Torje Hansen, 14 ans, était le plus jeune participant au camp d’été. Son grand frère a été grièvement blessé, mais Torje a survécu parce qu’il s’est enfui en nageant et a été secouru par un bateau.

Le populisme européen selon Andrea Gjestvang d’Alexandre Festaz

Qu’est-ce que l’Europe populiste ? C’est la question que se pose le projet The Rise of Populism in Europe, coordonné par Fotodok, agence néerlandaise dédiée à la photographie documentaire, et initié par les deux photographes néerlandais Jean-Joseph Stok et Dirk-Jan Visser. Neuf photographes y racontent à travers différents récits leur vision de la montée du populisme sur le Vieux continent. Soutenu et diffusé par Arte sous forme de web série, ce projet a déjà lancé sur la toile plusieurs épisodes composés de clichés accompagnés d’explications audio.

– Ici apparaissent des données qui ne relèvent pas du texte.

PR #305, opened 2022-05-17
A50 update: Add details about environment variable protection

murgatroid99:
As discussed in the chat.


markdroth (approved):
Thanks for the update!

PR #311, opened 2022-06-12
BinderChannel: Clarify that only stream transactions are counted in flow control

sifmelcara:


sifmelcara:
reference: https://github.com/grpc/grpc-java/blob/a206cda1a8e4a84aeef073e298d76a2692a6a002/binder/src/main/java/io/grpc/binder/internal/BinderTransport.java#L417-L471

jdcormie (approved):

PR #314, opened 2022-07-22
A54: Restrict Control-Plane Status Codes

ejona86:


A54-restrict-control-plane-status-codes.md
```diff
@@ -0,0 +1,136 @@
...
+ * `ALREADY_EXISTS`
+ * `FAILED_PRECONDITION`
+ * `ABORTED`
+ * `OUT_OF_RANGE`
+ * `DATA_LOSS`
+
+If an "inappropriate status" is detected, the status should be rewritten to use
+`INTERNAL` status code and include text within the status message making it
+clear a bug occurred. The original status code and message should be included
+within the new status message so the error information is not lost.
```
chwarr, line 84: Any concerns that copying over the original status code and message will leak information outside the expected boundary? (E.g., typically a top level exception handler for a RPC method will convert an unhandled exception into a generic INTERNAL error without including exception details--unless in debug mode--so that an attacker who causes an INTERNAL error doesn't easily get more information.)

ejona86: The status was received by the client (on the control plane), so it should be safe for the client to see (on the data plane). I'd worry that if we didn't include it we'd have trouble tracking down what is going on. Even with this status information the LB/NR isn't adding additional context, so we will probably need to do some guessing already as to where it came from.

I feel like the top-level exception handler is in a different situation as the exception isn't a grpc status.

chwarr: Makes sense. Thanks.

A54-restrict-control-plane-status-codes.md
```diff
@@ -0,0 +1,136 @@
...
+
+## Background
+
+gRPC has a control plane consisting mainly of name resolvers and load balancers.
+Separately it has a data plane that processes individual RPCs. Error information
+from the control plane needs to pass to the data plane when errors are
+occurring, but the gRPC data plane is restricted from generating [status codes
+reserved for application use][statuscodes.md]: `INVALID_ARGUMENT`, `NOT_FOUND`,
+`ALREADY_EXISTS`, `FAILED_PRECONDITION`, `ABORTED`, `OUT_OF_RANGE`, and
+`DATA_LOSS`. Those status codes are reserved for each service.
```
markdroth, line 26: Suggest changing "for each service" to "for use by the application".

A54-restrict-control-plane-status-codes.md
```diff
@@ -0,0 +1,136 @@
...
+[Spotify outage]: https://engineering.atspotify.com/2022/03/incident-report-spotify-outage-on-march-8/
+[issue 8950]: https://github.com/grpc/grpc-java/issues/8950
+
+## Proposal
+
+Add checks to each language's Channel that prevents the control plane from
+passing "inappropriate statuses" to the data plane. Specifically:
+
+ * When applying a failed Service Config parsing result from the name resolver
+ * When applying a failed Config Selector result from the name resolver (an
```
markdroth, line 61: This can reference [gRFC A31](https://github.com/grpc/proposal/blob/master/A31-xds-timeout-support-and-config-selector.md), where the config selector was specified.

A54-restrict-control-plane-status-codes.md
```diff
@@ -0,0 +1,136 @@
...
+ * `ABORTED`
+ * `OUT_OF_RANGE`
+ * `DATA_LOSS`
+
+If an "inappropriate status" is detected, the status should be rewritten to use
+`INTERNAL` status code and include text within the status message making it
+clear a bug occurred. The original status code and message should be included
+within the new status message so the error information is not lost.
+
+Retry policy status code matching may only be checked after the control plane
```
markdroth, line 86: It might be worth explicitly stating that in the case of a pick failure with a disallowed status code, even though the call did not go out on the wire, it should not be subject to transparent retries  That's normally the case for a failed pick anyway, even if the pick failed with a status code that was allowed, so it shouldn't be surprising behavior, but it couldn't hurt to explicitly say so.

markdroth, line 86: It's probably also worth explicitly stating that the interactions with retry code affects only picker failures.  The other two categories of failures (resolver returning an error on the first attempt and config selector) both happen before the retry code, so they will never be retried, regardless of whether the status code is allowed or not.

A54-restrict-control-plane-status-codes.md
```diff
@@ -0,0 +1,136 @@
...
+[statuscodes.md]: https://github.com/grpc/grpc/blob/master/doc/statuscodes.md
+[Spotify outage]: https://engineering.atspotify.com/2022/03/incident-report-spotify-outage-on-march-8/
+[issue 8950]: https://github.com/grpc/grpc-java/issues/8950
+
+## Proposal
+
+Add checks to each language's Channel that prevents the control plane from
+passing "inappropriate statuses" to the data plane. Specifically:
+
+ * When applying a failed Service Config parsing result from the name resolver
```
markdroth, line 60: This isn't necessarily just a failed service config parse; it can also happen if the resolver encounters an error trying to obtain the service config in the first place.

A54-restrict-control-plane-status-codes.md
markdroth, line 86: This should probably reference [gRFC A6](https://github.com/grpc/proposal/blob/master/A6-client-retries.md) for retries.

A54-restrict-control-plane-status-codes.md
```diff
@@ -0,0 +1,136 @@
...
+ * `DATA_LOSS`
+
+If an "inappropriate status" is detected, the status should be rewritten to use
+`INTERNAL` status code and include text within the status message making it
+clear a bug occurred. The original status code and message should be included
+within the new status message so the error information is not lost.
+
+Retry policy status code matching may only be checked after the control plane
+status check and rewrite. However, if an inappropriate status is rewritten and
+the retry policy allows retrying `INTERNAL`, implementations are free to not
```
markdroth, line 88: Do you expect any of our implementations to actually do that?  Given the layering involved, it seems like we'd need to do extra work to *not* subject the failure to the normal configured retry policy, and I wasn't expecting that we had any reason to do that.

It might be clearer to just say something like "Note that a pick failure will (or "may", if there's a reason to be flexible) be subject to the configured retry policy, if any, regardless of whether the status code returned by the picker was an allowed code."

A54-restrict-control-plane-status-codes.md
```diff
@@ -0,0 +1,136 @@
...
+
+This gRFC does not make it "okay" for a name resolver or load balancer to
+propagate status codes verbatum from the control plane. Such behavior would
+still be considered a bug and the `INTERNAL` error code will cause such bugs to
+fail noticably. The point of the gRFC is to reduce the damage to the system when
+these bugs are triggered. This does not improve reliability directly, but it
+does ease recovery.
+
+This gRFC purposefully does not limit interceptors, even interceptors that
+communicate with a control plane (e.g., RLQS). An interceptor like fault
```
markdroth, line 105: Most readers probably don't know what "RLQS" is, and we don't yet have a gRFC describing it.  How about instead just saying something like "an interceptor communicating with an external control plane for rate-limiting purposes"?

A54-restrict-control-plane-status-codes.md
```diff
@@ -0,0 +1,136 @@
...
+
+Earlier in gRPC's life, there was relatively low risk of using a reserved status
+code in the data plane. There was a relatively fixed amount of control plane
+code, and much of it wasn't accessing gRPC-based services (e.g., DNS,
+pick_first, round_robin). At that point in time, a simple audit could reveal
+broken status code usages.
+
+Now, however, it is more common to implement custom name resolvers and load
+balancers and for those components to use gRPC themselves. This happened first
+with gRPC-LB, but also happens with xDS, Route Lookup Service (RLS), and others.
```
markdroth, line 36: We've never publically documented RLS, so it's probably best not to mention it explicitly here.  I think it's fine to say something like "also happens with xDS, and will happen with other control planes in the future".

markdroth (commented):
Looks very good overall!  Comments are mostly wording details.

A54-restrict-control-plane-status-codes.md
ejona86: I added it as a related gRFC. I didn't see any specific part that was useful to link to. The most precise language I found in it was "The retry policy will be implemented in-between the channel and the load balancing policy" which seems too imprecise to be helpful for this gRFC.

A54-restrict-control-plane-status-codes.md
ejona86: Our implementations probably won't, but I'm making it clear there are no guarantees here. We had explicitly stated in our discussions that we didn't really care the impact to retries. I need to say that the retry policy needs to be protected from these bugs, but I didn't want to imply that the retry policy must be consulted. There's really no guarantees there (even if all our implementations are likely to behave the same way).

I don't know what you're trying to achieve with the "Note that a pick failure..." language. That's the opposite of what I was trying to accomplish. If I was okay with that, I'd just delete this sentence without replacement.

A54-restrict-control-plane-status-codes.md
ejona86: That's a lot of words and specificity for a theoretical interceptor. I think I'd sooner remove the RQLS reference and provide no example. I thought that even if you didn't know RQLS it was helpful to those that do know it. I'm now linking to the .proto.

Fault injection now links to the gRFC as well.

A54-restrict-control-plane-status-codes.md
markdroth: I suggest making the word "Retry" at the start of this sentence a link to the gRFC, just so it's clear that that's the kind of retries we're talking about in this paragraph.

A54-restrict-control-plane-status-codes.md
markdroth: Yeah, deleting this sentence might make it more clear.

A54-restrict-control-plane-status-codes.md
markdroth: I guess I'm wondering what value we get out of allowing implementations to not retry.  It's not clear to me when we'd actually want to do that in practice, and I suspect the wording here is going to cause confusion over the actual behavior that users should expect.  It's not clear to me that the flexibility is worth that potential confusion.

My preference here would be to just say that the retry policy will be applied to the rewritten `INTERNAL`.

Alternatively, if we do want to allow implementations to not retry, how about replacing "implementations are free to not retry the RPC" with "implementations may retry the RPC"?  The word "may" implies that it's not mandatory, but the wording is positive instead of negative, which seems to more clearly point to the behavior we actually expect our implementations to exhibit.

ejona86: > I suspect the wording here is going to cause confusion over the actual behavior that users should expect

The point of the wording here was that there is no expected behavior.

> implementations may retry the RPC

That has its own confusions. I inverted it to be "may fail the RPC" which worked fine, but I decided to just remove it. The "may only" already allows such behavior (although not obviously so) and it doesn't matter much.

A54-restrict-control-plane-status-codes.md
```diff
@@ -0,0 +1,156 @@
...
+ * `NOT_FOUND`,
+ * `ALREADY_EXISTS`
+ * `FAILED_PRECONDITION`
+ * `ABORTED`
+ * `OUT_OF_RANGE`
+ * `DATA_LOSS`
+
+If an "inappropriate status" is detected, the status should be rewritten to use
+`INTERNAL` status code and include text within the status message making it
+clear a bug occurred. The original status code and message should be included
```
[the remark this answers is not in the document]
ejona86: I don't think so. We should only log when we can't report an error to the application, and we will be reporting this error to the application.

markdroth (approved):

dfawley (approved):

PR #315, opened 2022-07-26
A50 update: Improve handling of disabling the timer

murgatroid99:
As discussed out of band, the state should be reset more fully when disabling the timer when the OD LB policy is provided a config that completely disables ejection.

### DIFF
--- a/A50-xds-outlier-detection.md
+++ b/A50-xds-outlier-detection.md
@@ -149,7 +149,13 @@ The `outlier_detection` LB policy will have a timer that triggers on a period de
     - If the address is not ejected and the multiplier is greater than 0, decrease the multiplier by 1.
     - If the address is ejected, and the current time is after `ejection_timestamp + min(base_ejection_time * multiplier, max(base_ejection_time, max_ejection_time))`, un-eject the address.
 
-The `outlier_detection` LB policy will store the timestamp of the most recent timer start time. When a new config is provided, if the timer start timestamp is unset, set it to the current time and start the timer for the configured interval, then for each address, reset the call counters. If the timer start timestamp is set, instead cancel the existing timer and start the timer for the configured interval minus the difference between the current time and the previous start timestamp, or 0 if that would be negative. When the timer fires, set the timer start timestamp to the current time. If a config is provided with both the `success_rate_ejection` and `failure_percentage_ejection` fields unset, skip starting the timer and unset the timer start timestamp.
+The `outlier_detection` LB policy will store the timestamp of the most recent timer start time. When a new config is provided, if the timer start timestamp is unset, set it to the current time and start the timer for the configured interval, then for each address, reset the call counters. If the timer start timestamp is set, instead cancel the existing timer and start the timer for the configured interval minus the difference between the current time and the previous start timestamp, or 0 if that would be negative. When the timer fires, set the timer start timestamp to the current time.
+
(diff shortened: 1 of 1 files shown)


A50-xds-outlier-detection.md
```diff
@@ -149,7 +149,13 @@ The `outlier_detection` LB policy will have a timer that triggers on a period de
...
+The `outlier_detection` LB policy will store the timestamp of the most recent timer start time. When a new config is provided, if the timer start timestamp is unset, set it to the current time and start the timer for the configured interval, then for each address, reset the call counters. If the timer start timestamp is set, instead cancel the existing timer and start the timer for the configured interval minus the difference between the current time and the previous start timestamp, or 0 if that would be negative. When the timer fires, set the timer start timestamp to the current time.
+
+If a config is provided with both the `success_rate_ejection` and `failure_percentage_ejection` fields unset, skip starting the timer and do the following:
+
+ - Unset the timer start timestamp.
```
zasweq, line 156: Also stop outstanding timer? To not run interval timer algorithm again?

zasweq (changes requested):

A50-xds-outlier-detection.md
murgatroid99: I added that. It's sort of covered by the previous paragraph, but I think you're right that it's worth explicitly mentioning it here.

A50-xds-outlier-detection.md
```diff
@@ -149,7 +149,14 @@ The `outlier_detection` LB policy will have a timer that triggers on a period de
...
+The `outlier_detection` LB policy will store the timestamp of the most recent timer start time. When a new config is provided, if the timer start timestamp is unset, set it to the current time and start the timer for the configured interval, then for each address, reset the call counters. If the timer start timestamp is set, instead cancel the existing timer and start the timer for the configured interval minus the difference between the current time and the previous start timestamp, or 0 if that would be negative. When the timer fires, set the timer start timestamp to the current time.
```
zasweq, line 152: This sentence doesn't seem accurate. "If the timer start timestamp is set, instead cancel the existing timer and start the timer for the configured interval minus the difference between the current time and the previous start timestamp, or 0 if that would be negative. When the timer fires, set the timer start timestamp to the current time." The and implies that you do both if the timer start timestamp is set, but you only do the latter if it's not a no-op config.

Les vrais Finlandais de Rami Hanafi sur le parti politique True Finns (troisième force politique finlandaise réputée pour son euroscepticisme et sa fierté pour la « vraie » culture finlandaise) a ouvert le bal le 28 avril. Tous les lundis, un nouveau reportage est mis en ligne et ce jusqu’aux élections européennes du 22 au 25 mai. Cette semaine, c’est le travail de la photographe Andrea Gjestvang qui est mis à l’honneur. La lauréate de nombreux prix comme le prestigieux Iris d’Or, trophée mondial de la photographie de Sony, a choisi d’ouvrir son objectif sur le visage des survivants de la tuerie d’Utoya. Cette petite île de Norvège où, en 2011, Anders Behring Breivik avait ouvert le feu lors du camp d’été de la Ligue des jeunes travaillistes, tuant soixante-neuf personnes et blessant par balle trente-trois autres. La force de ses clichés réside dans la proximité qu’Andrea Gjestvang entretient avec son sujet. Ces derniers dévoilent avec dignité le visage d’une Europe blessée mais fière.